Modeling hypersalinity caused by evaporation and surface-subsurface exchange in a coastal marsh

A coupled surface water and variably-saturated groundwater model is developed for a coastal salt marsh (Nueces Delta, Texas USA). To evaluate the relative impacts of common model simplifications, the new model is compared against a prior salinity transport model that neglects evaporation and groundwater coupling. Both marsh-scale (at coarse grid resolution) and bank-scale (at fine grid resolution) simulations are used to examine the flux mechanisms in the intertidal zone where soil-moisture evaporation and groundwater fluxes contribute to hypersalinity. New numerical methods provide the groundwater-surface water coupling mechanisms necessary for practical marsh-scale simulations using the two-dimensional (2D) Shallow Water Equations for surface water and the density-dependent 3D Richards equation for groundwater.

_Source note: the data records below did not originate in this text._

PR #1426, opened 2025-05-07
New ChatView: Support incoming updates of messages

lissine0:
Use `kMonalUpdatedMessageNotice` for message corrections and MUC message reflections, instead of using `kMonalNewMessageNotice`.

I added observing of this new notification in all the places that are observing `kMonalNewMessageNotice`, except for `MonalAppDelegate`.
I think that's not needed because message updates don't cause the unread counter to be changed.

Also, I'm not sure observing the new notification in `MLContact` is strictly necessary, but it's not harmful.

On a semi-related note, you once said that when posting notifications, `MLNotificationQueue` should always be used (as opposed to `NSNotificationCenter`)
It turns out there are some places in the code base that use `NSNotificationCenter` for posting notifications.
See them with `grep --color=auto -in 'NotificationCenter.*post' Monal/Classes/*.{m,swift}`
Should I use `MLNotificationQueue` in these places?
(The `CFNotificationCenter` ones should remain)

### DIFF
--- a/Monal/Classes/ChatView.swift
+++ b/Monal/Classes/ChatView.swift
@@ -200,7 +200,9 @@ struct ChatView: View {
             guard let newMLMessage = MLXMPPManager.sharedInstance().sendMessageAndAddToHistory(message: draft.text, havingType: kMessageTypeText, toContact: self.contact.obj, isEncrypted: self.contact.isEncrypted, uploadInfo: nil) else {
                 return
             }
-            messages.append(ChatViewMessage(newMLMessage))
+            messages.append(ChatViewMessage(ObservableKVOWrapper(newMLMessage)))
+        } messageBuilder: { message, viewModel, positionInUserGroup, positionInMessagesSection, positionInCommentsGroup, showContextMenuClosure, messageActionClosure, showAttachmentClosure in
+            MessageView(message: (message as! ChatViewMessage).message, viewModel: viewModel, positionInUserGroup: positionInUserGroup, positionInMessagesSection: positionInMessagesSection)
         }
         .showNetworkConnectionProblem(false)
 //         .enableLoadMore(pageSize: 3) { message in
@@ -350,7 +352,7 @@ struct ChatView: View {
             if messages.isEmpty {
                 let dbMessages = DataLayer.sharedInstance().messages(forContact:contact.contactJid, forAccount:contact.accountID) as! [MLMessage]
                 for msg in dbMessages {
-                    messages.append(ChatViewMessage(msg))
+                    messages.append(ChatViewMessage(ObservableKVOWrapper(msg)))
                 }
             }
             ChatViewHelpers.refreshCounter(for: self.contact.obj)
@@ -408,7 +410,7 @@ struct ChatView: View {
             if message.isEqual(to: self.contact.obj) {
                 // Do not insert based on delay timestamp because that
                 // would make it possible to fake history entries.
-                messages.append(ChatViewMessage(message))
+                messages.append(ChatViewMessage(ObservableKVOWrapper(message)))
             }
             ChatViewHelpers.refreshCounter(for: self.contact.obj)
         }
@@ -419,9 +421,9 @@ struct ChatView: View {
 }
 
 class ChatViewMessage: ExyteChat.Message {
-    @Published public var message: MLMessage
-    
-    init(_ message: MLMessage) {
+    let message: ObservableKVOWrapper<MLMessage>
+
+    init(_ message: ObservableKVOWrapper<MLMessage>) {
         self.message = message
         let user = ExyteChat.User(id: message.senderID, name: message.contactDisplayName, avatarURL: nil, isCurrentUser: !message.inbound)
         super.init(id: message.id, user: user, createdAt: message.timestamp, text: message.messageText)
@@ -481,3 +483,32 @@ public extension ExyteChat.MessageView {
 //         }
     }
 }*/
+struct MessageView: View {
+    @StateObject var message: ObservableKVOWrapper<MLMessage>
+    @ObservedObject var viewModel: ExyteChat.ChatViewModel
+    let positionInUserGroup: PositionInUserGroup
+    let positionInMessagesSection: PositionInMessagesSection
+    init(message: ObservableKVOWrapper<MLMessage>, viewModel: ChatViewModel, positionInUserGroup: PositionInUserGroup, positionInMessagesSection: PositionInMessagesSection) {
+        _message = StateObject(wrappedValue: message)
+        self.viewModel = viewModel
+        self.positionInUserGroup = positionInUserGroup
+        self.positionInMessagesSection = positionInMessagesSection
+    }
+    var body: some View {
+        ExyteChat.MessageView(
+            viewModel: viewModel,
+            message: ChatViewMessage(message),
+            positionInUserGroup: positionInUserGroup,
+            positionInMessagesSection: positionInMessagesSection,
+            chatType: .conversation,
+            avatarSize: 32,
+            tapAvatarClosure: nil,
+            messageStyler: AttributedString.init,
+            shouldShowLinkPreview: { _ in true },
+            isDisplayingMessageMenu: false,
+            showMessageTimeView: true,
+            messageLinkPreviewLimit: 8,
+            font: UIFontMetrics.default.scaledFont(for: UIFont.systemFont(ofSize: 15))
+        )
+    }
+}
--- a/Monal/Classes/ChatView.swift
+++ b/Monal/Classes/ChatView.swift
@@ -386,7 +386,7 @@ struct ChatView: View {
                 MLNotificationManager.sharedInstance().currentContact = nil
             }
         }
-        .onReceive(NotificationCenter.default.publisher(for: NSNotification.Name("kMonalOmemoFetchingStateUpdate")).receive(on: RunLoop.main)) { notification in
+        .onReceive(NotificationCenter.default.publisher(for: NSNotification.Name(kMonalOmemoFetchingStateUpdate)).receive(on: RunLoop.main)) { notification in
             if let xmppAccount = notification.object as? xmpp, let notificationJid = notification.userInfo?["jid"] as? String {
                 if xmppAccount.accountID == contact.accountID && notificationJid == contact.contactJid {
                     DDLogDebug("Got omemo fetching update: \(contact) --> \(String(describing:notification.userInfo))")
@@ -398,7 +398,7 @@ struct ChatView: View {
                 }
             }
         }
-        .onReceive(NotificationCenter.default.publisher(for: NSNotification.Name("kMonalNewMessageNotice")).receive(on: RunLoop.main)) { notification in
+        .onReceive(NotificationCenter.default.publisher(for: NSNotification.Name(kMonalNewMessageNotice)).receive(on: RunLoop.main)) { notification in
             DDLogVerbose("chat view got new message notice \(String(describing:notification.userInfo))")
 
             guard let message = notification.userInfo?["message"] as? MLMessage else {
@@ -412,7 +412,7 @@ struct ChatView: View {
             }
             ChatViewHelpers.refreshCounter(for: self.contact.obj)
         }
-        .onReceive(NotificationCenter.default.publisher(for: NSNotification.Name("kMonalRefresh")).receive(on: RunLoop.main)) { notification in
+        .onReceive(NotificationCenter.default.publisher(for: NSNotification.Name(kMonalRefresh)).receive(on: RunLoop.main)) { notification in
             ChatViewHelpers.refreshCounter(for: self.contact.obj)
         }
     }
--- a/Monal/Classes/ChatView.swift
+++ b/Monal/Classes/ChatView.swift
@@ -425,8 +425,9 @@ class ChatViewMessage: ExyteChat.Message {
 
     init(_ message: ObservableKVOWrapper<MLMessage>) {
         self.message = message
+        let messageText = message.retracted ? NSLocalizedString("This message got retracted", comment: "") : message.messageText
         let user = ExyteChat.User(id: message.senderID, name: message.contactDisplayName, avatarURL: nil, isCurrentUser: !message.inbound)
-        super.init(id: message.id, user: user, createdAt: message.timestamp, text: message.messageText)
+        super.init(id: message.id, user: user, createdAt: message.timestamp, text: messageText)
     }
 }
 
--- a/Monal/Classes/MLMessage.m
+++ b/Monal/Classes/MLMessage.m
@@ -9,52 +9,96 @@
 #import <monalxmpp/MLMessage.h>
 #import <monalxmpp/MLContact.h>
 #import <monalxmpp/MLConstants.h>
+#import <monalxmpp/DataLayer.h>
 #import <monalxmpp/xmpp.h>
+
+static NSMutableDictionary* _singletonCache;
 
 @implementation MLMessage
 {
     MLContact* _contact;
 }
 
++(void) initialize
+{
+    _singletonCache = [NSMutableDictionary new];
+}
+
++(MLMessage*) createMessageFromHistoryID:(NSNumber*) historyID
+{
+    if(historyID == nil)
+        return nil;
+    NSArray<MLMessage*>* result = [[DataLayer sharedInstance] messagesForHistoryIDs:@[historyID]];
+    if(![result count])
+        return nil;
+    return result[0];
+}
+
 +(MLMessage*) messageFromDictionary:(NSDictionary*) dic
 {
-    MLMessage* message = [MLMessage new];
-    message.accountID = [dic objectForKey:@"account_id"];
-    
-    message.buddyName = [dic objectForKey:@"buddy_name"];
-    message.inbound = [(NSNumber*)[dic objectForKey:@"inbound"] boolValue];
-    message.actualFrom = [dic objectForKey:@"af"];
-    message.messageText = [dic objectForKey:@"message"];
-    message.isMuc = [(NSNumber*)[dic objectForKey:@"Muc"] boolValue];
-    
-    message.messageId = [dic objectForKey:@"messageid"];
-    message.stanzaId = [dic objectForKey:@"stanzaid"];
-    message.messageDBId = [dic objectForKey:@"message_history_id"];
-    message.timestamp = [dic objectForKey:@"thetime"];
-    message.messageType = [dic objectForKey:@"messageType"];
-    message.mucType = [dic objectForKey:@"muc_type"];
-    message.participantJid = [dic objectForKey:@"participant_jid"];
-    
-    message.hasBeenDisplayed = [(NSNumber*)[dic objectForKey:@"displayed"] boolValue];
-    message.hasBeenReceived = [(NSNumber*)[dic objectForKey:@"received"] boolValue];
-    message.hasBeenSent = [(NSNumber*)[dic objectForKey:@"sent"] boolValue];
-    message.encrypted = [(NSNumber*)[dic objectForKey:@"encrypted"] boolValue];
-    
-    message.unread = [(NSNumber*)[dic objectForKey:@"unread"] boolValue];
-    message.displayMarkerWanted = [(NSNumber*)[dic objectForKey:@"displayMarkerWanted"] boolValue];
-    
-    message.previewText = [dic objectForKey:@"previewText"];
-    message.previewImage = [NSURL URLWithString:[dic objectForKey:@"previewImage"]];
-    
-    message.errorType = [dic objectForKey:@"errorType"];
-    message.errorReason = [dic objectForKey:@"errorReason"];
-    
-    message.filetransferMimeType = [dic objectForKey:@"filetransferMimeType"];
-    message.filetransferSize = [dic objectForKey:@"filetransferSize"];
-    
-    message.retracted = [(NSNumber*)[dic objectForKey:@"retracted"] boolValue];
-    
-    return message;
+    // Draft messages don't have a historyID and shouldn't be cached
+    if ([[dic objectForKey:@"messageType"] isEqualToString:kMessageTypeMessageDraft])
+    {
+        MLMessage* message = [MLMessage new];
+        // Fill only the properties useful for a draft message
+        // The timestamp is used when rendering MLContactCell, among other things
+        message.messageText = [dic objectForKey:@"message"];
+        message.messageType = [dic objectForKey:@"messageType"];
+        message.timestamp = [dic objectForKey:@"thetime"];
+        return message;
+    }
+
+    NSNumber* cacheKey = [dic objectForKey:@"message_history_id"];
+    MLAssert(cacheKey != nil, @"A non-draft message can't have a nil historyID!");
+    @synchronized(_singletonCache) {
+        if(_singletonCache[cacheKey] != nil)
+        {
+            MLMessage* obj = ((WeakContainer*)_singletonCache[cacheKey]).obj;
+            if(obj != nil)
+                return obj;
+            else
+                [_singletonCache removeObjectForKey:cacheKey];
+        }
+
+        MLMessage* message = [MLMessage new];
+        message.accountID = [dic objectForKey:@"account_id"];
+
+        message.buddyName = [dic objectForKey:@"buddy_name"];
+        message.inbound = [(NSNumber*)[dic objectForKey:@"inbound"] boolValue];
+        message.actualFrom = [dic objectForKey:@"af"];
+        message.messageText = [dic objectForKey:@"message"];
+        message.isMuc = [(NSNumber*)[dic objectForKey:@"Muc"] boolValue];
+
+        message.messageId = [dic objectForKey:@"messageid"];
+        message.stanzaId = [dic objectForKey:@"stanzaid"];
+        message.messageDBId = [dic objectForKey:@"message_history_id"];
+        message.timestamp = [dic objectForKey:@"thetime"];
+        message.messageType = [dic objectForKey:@"messageType"];
+        message.mucType = [dic objectForKey:@"muc_type"];
+        message.participantJid = [dic objectForKey:@"participant_jid"];
+
+        message.hasBeenDisplayed = [(NSNumber*)[dic objectForKey:@"displayed"] boolValue];
+        message.hasBeenReceived = [(NSNumber*)[dic objectForKey:@"received"] boolValue];
+        message.hasBeenSent = [(NSNumber*)[dic objectForKey:@"sent"] boolValue];
+        message.encrypted = [(NSNumber*)[dic objectForKey:@"encrypted"] boolValue];
+
+        message.unread = [(NSNumber*)[dic objectForKey:@"unread"] boolValue];
+        message.displayMarkerWanted = [(NSNumber*)[dic objectForKey:@"displayMarkerWanted"] boolValue];
+
+        message.previewText = [dic objectForKey:@"previewText"];
+        message.previewImage = [NSURL URLWithString:[dic objectForKey:@"previewImage"]];
+
+        message.errorType = [dic objectForKey:@"errorType"];
+        message.errorReason = [dic objectForKey:@"errorReason"];
+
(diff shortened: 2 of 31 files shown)


tmolitor-stud-tu:
Most of these notifications have a comment, explaining why `NSNotificationCenter` is used directly, someting linke this one: `//don't queue this notification because it should be handled immediately`.

`kMonalFrozen` and `kMonalUnfrozen` as well as `kMonalIncomingIPC` should be handled inline, too, but don't have such a comment.

Only `Classes/PasswordMigration.swift` should use `MLNotificationQueue` instead of `NSNotificationCenter`.

Background: We don't want incoming stanzas to have side effects through notifications while we are still inside the db transaction wrapping this stanza processing. So We use `MLContificationQueue` instead of `NSNotificationCenter` everywhere in the code. That class will forward the call directly to `NSNotificationCenter` unless a queue was created by its "context manager" (context manager in the python sense, using objc blocks). Then the notification is queued until the context manager exits. Context managers can be nested, which lets the queued notifications bubble up to the next context manager, if the inner one exits. Just to mention the obvious: the context manager only captures notifications created inside the thread the context manager runs in.

Incoming stanza processing is one place, we use that context manager to queue notifications. Another one is processing history fetches from MAM. We use it to suppress all notifications for "new" messages in this case and clean the queue instead of letting the notifications "bubble up".

There are only a few places (those you found) where we don't want to queue notifications and always handle them immediately.

tmolitor-stud-tu:
> I added observing of this new notification in all the places that are observing kMonalNewMessageNotice, except for MonalAppDelegate.
> I think that's not needed because message updates don't cause the unread counter to be changed.

Yes, that makes sense :)

> Also, I'm not sure observing the new notification in MLContact is strictly necessary, but it's not harmful.

No, that's not needed, you can remove that one :)

Monal/Classes/ChatView.swift
```diff
@@ -194,6 +194,16 @@ struct ChatView: View {
     }
 #endif
 }
+    func findAndUpdateMessage(with message: MLMessage) {
+        if message.isEqual(to: self.contact.obj) {
+            for index in messages.indices {
+                if messages[index].message.messageDBId == message.messageDBId {
```
tmolitor-stud-tu: I think, the proper implementation is to extend `MLMessage` to be a full fledged model class handling updates itself (and being a per-db-id singleton), just like `MLContact`.

Then use the KVO wrapper to automatically update the UI.

tmolitor-stud-tu (changes requested):

Monal/Classes/ChatView.swift
lissine0: The problem is, if I just update the MLMessage object, for example:

```swift
if messages[index].message.messageDBId == message.messageDBId {
    messages[index].message.update(with: message)
```
Then SwiftUI doesn't detect that the `messages` `@State` variable changed, and doesn't re-render the view.
By inserting a fresh new entry in the `messages` array, SwiftUI figures this out correctly and updates the view. (the live update requires a SwiftPM dependencies bump to work correctly. But I did that in my other PR)

lissine0:
> > Also, I'm not sure observing the new notification in MLContact is strictly necessary, but it's not harmful.
> 
> No, that's not needed, you can remove that one :)

That was my intuition, but for some reason `MLContact` observes for `kMonalDeletedMessageNotice` even though message retraction don't cause the unread counter to be updated.
Edit: See https://github.com/monal-im/Monal/commit/d4c21167a8

Monal/Classes/ChatView.swift
tmolitor-stud-tu: Do I understand correctly, that you can update this PR to use the `ObservableKVOWrapper` and let `MLMessage` be a proper  model class, once I merge your other PR?

tmolitor-stud-tu:
> > > Also, I'm not sure observing the new notification in MLContact is strictly necessary, but it's not harmful.
> > 
> > 
> > No, that's not needed, you can remove that one :)
> 
> That was my intuition, but for some reason `MLContact` observes for `kMonalDeletedMessageNotice` even though message retraction don't cause the unread counter to be updated. Edit: See [d4c21167a8](https://github.com/monal-im/Monal/commit/d4c21167a8)

Well, a retraction should update the unread counter. I think we should set the `unread` flag to `1` in `DataLayer.m` method `retractMessageHistory:`. Could you add that to this PR and remove the `kMonalUpdatedMessageNotice` handling from `MLContact.m`?

Monal/Classes/ChatView.swift
lissine0: I think the following can work:
In the [`ChatViewMessage`](https://github.com/monal-im/Monal/blob/ce68e69686e463b835f05ea45f1a6d02d43bc08f/Monal/Classes/ChatView.swift#L421) class, we make the `MLMessage` property an `ObservedObject` (using `KVOObserver` for example).
Then in that same class, we listen for changes to the MLMessage property, and when it does change, we update the properties of the class (the ones that are currently only set in the initializer e.g. the `text` property)

tmolitor-stud-tu:
> > > > Also, I'm not sure observing the new notification in MLContact is strictly necessary, but it's not harmful.
> > > 
> > > 
> > > No, that's not needed, you can remove that one :)
> > 
> > 
> > That was my intuition, but for some reason `MLContact` observes for `kMonalDeletedMessageNotice` even though message retraction don't cause the unread counter to be updated. Edit: See [d4c21167a8](https://github.com/monal-im/Monal/commit/d4c21167a8)
> 
> Well, a retraction should update the unread counter. I think we should set the `unread` flag to `1` in `DataLayer.m` method `retractMessageHistory:`. Could you add that to this PR and remove the `kMonalUpdatedMessageNotice` handling from `MLContact.m`?

Sorry, my fault, of course I meant `unread=0`, not `unread=1` --> mark the retracted message as read because we also remove the push notification for a retracted message

Monal/Classes/ChatView.swift
tmolitor-stud-tu: Why not just override the properties of the base class in our `ChatViewMessage` class using computed properties? The could compute the right values using the `MLMessage` and even properly propagate property changes of the `MLMessage` properties up the chain (using the `ObservableKVOWrapper` or something similar).

@matthewrfennell what do you think? imho this should be possible, so that changing the `messageText` property inside an `MLMessage` should automatically bubble up the chain all the way to swiftui consuming that message text.

matthewrfennell: This makes sense to me, I haven't tried it, but I think it should work

tmolitor-stud-tu: Yes, that should work, but it's not the question/solution I proposed. I want the `MLMessage` be a singleton over the db id, just like `MLContact` is a singleton over the `(jid, accountid)` tuple. Then The MLMessage should listen for all update notifications and change the values of its properties according to these updates.

The rest of our code in `ChatView.swift` (etc.?) should make sure that these property updates of the underlying `MLMessage` are automatically picked up by `SwiftUI` using our `ObservableKVOWrapper` etc. (just like in the contact details + `MLContact` case).

@matthewrfennell My question is now: could you (together with lissine) figure out, what changes/additions etc. need to be done to the `ChatViewMessage` class (and of course `MLMessage`) to realize my vision depicted above.

tmolitor-stud-tu: Additional note: to test, you could use a timer (`createTimer(1, (^{ ... }));`) in `MLMessage` to automatically add a dot to the end of every message every second. That should automatically trigger an UI update, if everything works out as intended :)

lissine0:
> Well, a retraction should update the unread counter. I think we should set the `unread` flag to `1` in `DataLayer.m` method `retractMessageHistory:`. Could you add that to this PR and remove the `kMonalUpdatedMessageNotice` handling from `MLContact.m`?

Note that doing this will change the position of the "Unread Messages Below" indicator to under the most recent retracted message.
i.e. if someone sends multiple messages and then retracts one of them, the unread indicator will move down even if I didn't open the chat.

tmolitor-stud-tu:
> Note that doing this will change the position of the "Unread Messages Below" indicator to under the most recent retracted message. i.e. if someone sends multiple messages and then retracts one of them, the unread indicator will move down even if I didn't open the chat.

Oh, that's an unintended side effect I didn't think of. That's unfortunate.
I think we should introduce a new "retracted" boolean db field and set this to 1 if a message gets retracted. Then, when counting the unread messages, we should not count retracted ones.

Other than that: is this PR ready to be merged?

lissine0:
> I think we should introduce a new "retracted" boolean db field and set this to 1 if a message gets retracted.

We already have a `retracted` field in the `message_history` table, as well as a `retracted` field in `MLMessage`

> Other than that: is this PR ready to be merged?

It's only missing the handling of Status message update notifications (message received, displayed, error etc.) in MLMessage
I didn't include it yet because I want to try to refactor all of the Status update notifications into one notification.
Other than that, the PR is ready

lissine0:
Note that the changes in ChatView.swift depend on changes in the ExyteChat fork: the `MessageView` and `ChatViewModel` had to become public

tmolitor-stud-tu:
> Note that the changes in ChatView.swift depend on changes in the ExyteChat fork: the `MessageView` and `ChatViewModel` had to become public

@matthewrfennell will we be able to get this change upstream?

lissine0:
> > Note that the changes in ChatView.swift depend on changes in the ExyteChat fork: the `MessageView` and `ChatViewModel` had to become public
> 
> @matthewrfennell will we be able to get this change upstream?

I don't think so, as I made internal structures public.
But it's a small change, so it won't be hard to keep it when rebasing: https://github.com/monal-im/ExyteChat/commit/a4fa92f49397c0a5b0c798fddf123afe7f47bc4e
https://github.com/monal-im/ExyteChat/commit/864c1f6181641aa34a0f9ffd820e9e95a94fd496

tmolitor-stud-tu:
> We already have a `retracted` field in the `message_history` table, as well as a `retracted` field in `MLMessage`

Oh great! Then only the calculation of the unread counter has to be updated to take that field into account (or does it already?).
Setting a retracted message to unread=0 should not be necessary anymore, you can remove that :)
 
> It's only missing the handling of Status message update notifications (message received, displayed, error etc.) in MLMessage I didn't include it yet because I want to try to refactor all of the Status update notifications into one notification. Other than that, the PR is ready

Okay, would you like to create a new PR for these status notifications and me to do a full review and merge this PR now? Or do you want me to review and merge this only after the status handling is complete?

lissine0:
> > We already have a `retracted` field in the `message_history` table, as well as a `retracted` field in `MLMessage`
> 
> Oh great! Then only the calculation of the unread counter has to be updated to take that field into account (or does it already?). Setting a retracted message to unread=0 should not be necessary anymore, you can remove that :)

Unfortunately, the situation is a bit complicated.
The algorithm for the unread counter is as follows: we go through messages from the most recent to older, until we find a message that is read. And we increment a counter each time.
Then the "Unread messages below" is inserted based on the counter.
Now, if we ignore retracted messages (i.e. increment the counter regardless), then it causes a problem when the most recent message is retracted. In that situation, the unread counter will always be above it.
> > It's only missing the handling of Status message update notifications (message received, displayed, error etc.) in MLMessage I didn't include it yet because I want to try to refactor all of the Status update notifications into one notification. Other than that, the PR is ready
> 
> Okay, would you like to create a new PR for these status notifications and me to do a full review and merge this PR now? Or do you want me to review and merge this only after the status handling is complete?

I decided against the refactor. So, implementing the missing handling of those notifications shouldn't take a lot time. Thus I'd like to include it in this PR

tmolitor-stud-tu:
Hmm we'll have to split the counting for the unread badge from the counting for the unread below marker then. Two datalayer methods instead of one.

Monal/Classes/ChatView.swift
```diff
@@ -350,7 +353,7 @@ struct ChatView: View {
             if messages.isEmpty {
                 let dbMessages = DataLayer.sharedInstance().messages(forContact:contact.contactJid, forAccount:contact.accountID) as! [MLMessage]
                 for msg in dbMessages {
-                    messages.append(ChatViewMessage(msg))
+                    messages.append(ChatViewMessage(ObservableKVOWrapper(msg)))
```
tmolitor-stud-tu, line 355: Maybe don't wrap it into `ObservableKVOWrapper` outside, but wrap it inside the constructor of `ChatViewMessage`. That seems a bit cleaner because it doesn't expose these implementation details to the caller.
PR #1517, opened 2026-06-30
fix(nfs): wait for SMB lease break before granting byte-range lock

marmos91:
## Problem

e2e `TestCrossProtocolLocking/XPRO-02` fails: an NFSv4 byte-range `LOCK` on a file that holds a conflicting SMB write-lease returns **EIO** instead of succeeding after breaking the lease (XPRO-01/03/04 pass — they involve no lease break). Regression from #1501 / commit 93a5d0f8.

## Root cause

`BreakLeasesForByteRangeLock` is **fire-and-forget**: it marks the conflicting lease `Breaking` and dispatches the break notification asynchronously, returning `nil` immediately. The lease keeps its state until the holder ACKs. Both byte-range-lock sites then called `AddUnifiedLock` right away, while the lease was still present. The conflict check (`opLockConflictsWithByteLock`) gates on the lease's Write bit **regardless of the `Breaking` flag**, so the insert returned a spurious conflict → `NFS4ERR_DENIED` / `NLM4_DENIED` → client EIO.

## Fix

Insert a **bounded wait** between the break and `AddUnifiedLock` at both sites:

- `internal/adapter/nfs/v4/state/manager.go` — `acquireLock` (NFSv4 LOCK)
- `pkg/adapter/nfs/nlm.go` — `LockFileNLM` (NLM)

A `context.Context` is threaded from the LOCK handler through `LockNew` / `LockExisting` / `acquireLock`. The shared logic lives in one helper, `lock.WaitForByteRangeLockBreak`.

### Deadlock safety (leases-only wait)

`acquireLock` runs the wait while holding the NFSv4 `StateManager` mutex. The general `WaitForBreakCompletionExceptKey` also waits for in-flight **NFSv4 delegation** breaks — but `DELEGRETURN` (`ReturnDelegation`) needs that same `StateManager` mutex, so waiting on a delegation here would be a circular wait (and the 5s force-complete only clears leases, not delegations, so it would re-stall on every subsequent LOCK).

The wait is therefore **leases-only** (`WaitForByteRangeLeaseBreak`), which is also correct: `BreakLeasesForByteRangeLock` never marks a delegation `Breaking`, and a byte-range lock never conflicts with a delegation (`UnifiedLock.ConflictsWith` ignores delegations). The wait releases the lock-manager mutex before blocking, and the SMB `LEASE_BREAK_ACK` path that clears the lease never touches the `StateManager` mutex.

### Timeout path

Bounded to 5s (matching the SMB lease-break ack-wait). On expiry the breaking lease is force-downgraded to `None` (Samba `lease_timeout` parity) and the lock is granted. Only a genuine cancellation of the originating request propagates an error; a derived-deadline expiry proceeds to grant. Never returns EIO.

## Tests

- New `pkg/metadata/lock/byte_range_lock_wait_test.go`: conflict-before-wait then grant-after-ACK (the XPRO-02 scenario), the force-complete timeout path, and a regression test asserting the leases-only wait does **not** block on a `Breaking` delegation.
- `go build`, `go vet`, `golangci-lint`, e2e `-tags e2e` compile, and the lock / NFS / SMB suites (incl. `-race`) all pass. The real XPRO-02 proof runs in CI e2e on develop.

### DIFF
--- a/internal/adapter/nfs/v4/handlers/lock.go
+++ b/internal/adapter/nfs/v4/handlers/lock.go
@@ -152,6 +152,7 @@ func (h *Handler) handleLock(ctx *types.CompoundContext, reader io.Reader) *type
 			"client", ctx.ClientAddr)
 
 		result, stateErr = h.StateManager.LockNew(
+			ctx.Context,
 			lockOwnerClientID, lockOwnerData, lockSeqid,
 			openStateid, openSeqid,
 			ctx.CurrentFH, lockType, offset, length, reclaim,
@@ -190,6 +191,7 @@ func (h *Handler) handleLock(ctx *types.CompoundContext, reader io.Reader) *type
 			"client", ctx.ClientAddr)
 
 		result, stateErr = h.StateManager.LockExisting(
+			ctx.Context,
 			lockStateid, lockSeqid,
 			ctx.CurrentFH, lockType, offset, length, reclaim,
 		)
--- a/internal/adapter/nfs/v4/state/batch_state_manager_test.go
+++ b/internal/adapter/nfs/v4/state/batch_state_manager_test.go
@@ -28,7 +28,7 @@ func TestLockNew_BadLockSeqidDoesNotLeakState(t *testing.T) {
 	ownerData := []byte("new-owner")
 
 	// Bad lock seqid for a brand-new lock-owner: only nextSeqID(0)==1 is valid.
-	_, err := sm.LockNew(
+	_, err := sm.LockNew(context.Background(),
 		clientID, ownerData, 99,
 		openStateid, openSeqid+1,
 		fileHandle, types.WRITE_LT, 0, 100, false,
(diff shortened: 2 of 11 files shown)


marmos91:
Addressed Copilot's review in fa69e5ec:

- **Force-break only on deadline, not cancellation** — `WaitForByteRangeLeaseBreak` now force-downgrades the conflicting SMB lease only when its own wait deadline expires (`DeadlineExceeded`). A client `Canceled` LOCK inserts no lock, so it leaves the holder's lease intact. New test `TestWaitForByteRangeLeaseBreak_CancelDoesNotForceBreak` covers this.
- **Propagate unexpected errors** — `WaitForByteRangeLockBreak` now surfaces any non-context error from the wait; only the originating-cancellation and our own derived-timeout paths are suppressed (the latter grants, since the lease was force-broken).
- **Comments/tests** — updated the helper doc comment and the test comments to reference `WaitForByteRangeLeaseBreak` / `WaitForByteRangeLockBreak`; the ACK-path test now drives the real production helper `WaitForByteRangeLockBreak`.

An asynchronous surface-subsurface coupling scheme is shown to significantly reduce the computational cost of marsh-scale simulations. Comparison of marsh-scale and bank-scale results indicates that a coarse model grid can represent the mechanisms of surface/subsurface salinity flux in the intertidal zone, but likely misrepresents the inundation effects of topography smaller than the model grid. Due to relatively weak tidal amplitudes at the study site, surface-water evaporation is a stronger driver of hypersalinity than surface-subsurface exchange induced by soil-moisture evaporation. The combination of evaporation and groundwater exchange creates small hypersalinity "hot spots"that do not appear in the simulations neglecting these processes. However, including these processes has only a marginal impact on comparisons with field data previously collected in the marsh. Both types of simulations have good agreement for surface-water volumetric transport (as evidenced by water surface levels), but the remaining model-field disagreement in salinity appears to be dominated by biases in salinity transport for oscillatory (tidal, wind-driven) fluxes through narrow channels.